Joaquín Valverde Durán (27 February 1846 in Badajoz – 17 March 1910 in Madrid) was a Spanish composer, conductor and flautist. As a composer he is known for his collaborations on zarzuelas (he has been described as "the collaborative musician par excellence"). He was also the father of Joaquín "Quinito" Valverde Sanjuán, who achieved a greater level of fame.

He studied at the Madrid Conservatory under José Aranguren (harmony), Pedro Sarmiento (flute) and Emilio Arrieta (composition). He was a brilliant flautist, playing in military bands and theatre orchestras from the age of 13, and winning first prize in flute at the Conservatory in 1867. He won the composition prize in 1870. He wrote two manuals for flautists (1874; La flauta: su historia, su estudia, 1886). Between 1871 and 1889 he was a professional theatre conductor.

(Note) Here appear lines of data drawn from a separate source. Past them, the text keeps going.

PR #38, opened 2020-08-04
Use threads and invokeAny to get captions faster

chenzizhao:
@nif33 suggested that using threads to fetch 6 captions of the same video is faster than doing so consecutively. It is implemented here. Time taken to access captions for one video is reduced from ~2000ms to ~400ms in my experiments. 

Two tests are unstable (run tests: `mvn clean && mvn test`). As @kayefung suggested, further specifying the setup can ensure the tests to pass. What I don't understand is why the original tests become flaky once threads are introduced. 

EDIT:
When the flaky tests fail, it is due to the `ExecutionException` thrown by invokeAny, which indicates *none* of the tasks complete successfully. However, the original set up should allow *all* tasks to finish. 

`ExecutionException` is caused by `SAXParseException@67 "org.xml.sax.SAXParseException; lineNumber: 1; columnNumber: 10; White space is required between the processing instruction target and data."` my current guess is Stream/DocumentBuilder is not threadsafe. 

RESOLVED:
It turns out the issue isn't even related to threads -- the inputstreams returned by the mocks in the tests are not reusable. The SAXParseException is thrown by every caller when all of them try to parse the same inputstream simultaneously. The fix is instead of `thenReturn`, create a new inputstream with `thenAnswer`, so every caller gets their own copy. This has been an undiscovered bug.

### DIFF
--- a/src/main/java/com/google/sps/servlets/Caption.java
+++ b/src/main/java/com/google/sps/servlets/Caption.java
@@ -1,8 +1,14 @@
 package com.google.sps.servlets;
 
-import java.io.Console;
 import java.io.IOException;
 import java.io.InputStream;
+import java.util.Arrays;
+import java.util.List;
+import java.util.concurrent.Callable;
+import java.util.concurrent.ExecutorService;
+import java.util.concurrent.Executors;
+import java.util.stream.Collectors;
+import java.util.concurrent.ExecutionException;
 import javax.xml.parsers.DocumentBuilderFactory;
 import javax.xml.parsers.ParserConfigurationException;
 import org.w3c.dom.Document;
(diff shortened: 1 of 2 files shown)


src/test/java/com/google/sps/servlets/CaptionTest.java
```diff
@@ -63,7 +63,9 @@ public void init() {
   @Test
   public void properXmlReturnsConcatenatedString() throws IOException {
     InputStream stream = new ByteArrayInputStream(PROPER_XML.getBytes());
-    when(captionServiceMock.fetchStream(eq(VIDEO_ID), contains(LANG_EN))).thenReturn(stream);
+    when(captionServiceMock.fetchStream(eq(VIDEO_ID), eq(LANG_EN))).thenReturn(stream);
```
kayefung, line 66: I might be wrong but I believe you only use eq() when other parameters use argument matchers, so I don't think it's necessary here

chenzizhao: Nice catch! it is indeed unnecessary (i replaced `contains` with `eq` from the original setup, as you may tell)

juanalonsocruz:
Love the PR message and the resolution haha.

src/main/java/com/google/sps/servlets/Caption.java
```diff
@@ -23,15 +29,26 @@
...
+        Arrays.stream(languages).map(language -> new Callable<String>() {
+          @Override
+          public String call() throws Exception {
+            return parseXmlFromStream(captionService.fetchStream(videoId, language));
+          }
+        }).collect(Collectors.toList());
+
+    String caption = "";
+    try {
+      caption = executor.invokeAny(captionCallables);
```
juanalonsocruz, line 45: Now that I think about it, does the sentiment/perspective API determine the text language is and then calculates a score?

chenzizhao: @kayefung says it the sentiment API detects the language before analyzing. Not sure about perspective API though. The "different" languages here are variants of English.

His first symphony Batylo was written in 1871. His reputation as a composer was made, however, with a series of zarzuelas (light operas), written in collaboration with Federico Chueca. It appears that Chueca provided most of the melodies and Valverde provided the orchestral polish. They worked together on Un maestro de obra prima (1877), La Canción de la Lola (1880), Luces y sombras and Fiesta Nacional (both 1882), Cádiz (1886), El año pasado por agua (1889), and other operas. Their masterpiece was La gran vía (Madrid, 2 July 1886), which was played in Spain, Mexico, Argentina, New York, Vienna, and many other theatres in Europe. It was premiered in London in 1906 as Castles in Spain.

A march from Cádiz (originally a hymn to a general, written in 1868 by Chueca alone) proved enormously popular in Spain, and it competed for popularity with the national anthem among the military. Both Valverde and Chueca were awarded the Military Grand Cross.

Valverde also collaborated with Manuel Fernández Caballero, Julián Romea, Ruperto Chapí, Arturo Saco del Valle, José Rogel, Tomás Bretón, Tomás López Torregrosa and José Serrano (La suerte loca, 1907). Less successful were operas Valverde wrote alone, such as La baraja francesa (1890).

His other works include two symphonies and over 200 other orchestral works.

His son "Quinito" Valverde (Joaquín Valverde Sanjuán) carried on his father's tradition.

==Sources==
- Grove's Dictionary of Music and Musicians, 5th ed., 1954, Eric Blom, ed.